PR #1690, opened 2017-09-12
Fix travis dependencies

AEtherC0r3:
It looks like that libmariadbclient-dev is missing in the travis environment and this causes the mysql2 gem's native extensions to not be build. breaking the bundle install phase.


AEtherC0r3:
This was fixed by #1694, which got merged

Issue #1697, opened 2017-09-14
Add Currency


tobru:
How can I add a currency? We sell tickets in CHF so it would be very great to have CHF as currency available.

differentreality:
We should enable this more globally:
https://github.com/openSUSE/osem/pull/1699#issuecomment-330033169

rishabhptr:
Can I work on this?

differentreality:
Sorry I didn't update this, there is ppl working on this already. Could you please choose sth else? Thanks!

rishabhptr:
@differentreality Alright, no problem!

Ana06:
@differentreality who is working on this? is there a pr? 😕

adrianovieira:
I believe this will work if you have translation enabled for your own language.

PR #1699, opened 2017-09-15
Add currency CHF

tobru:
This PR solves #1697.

☆ ☆ ☆ ☆ ☆

▶ _Brief_:
Find how many lines of the listing hold "differentreality" and give the number by itself.

▶ _Answer to this problem_:
4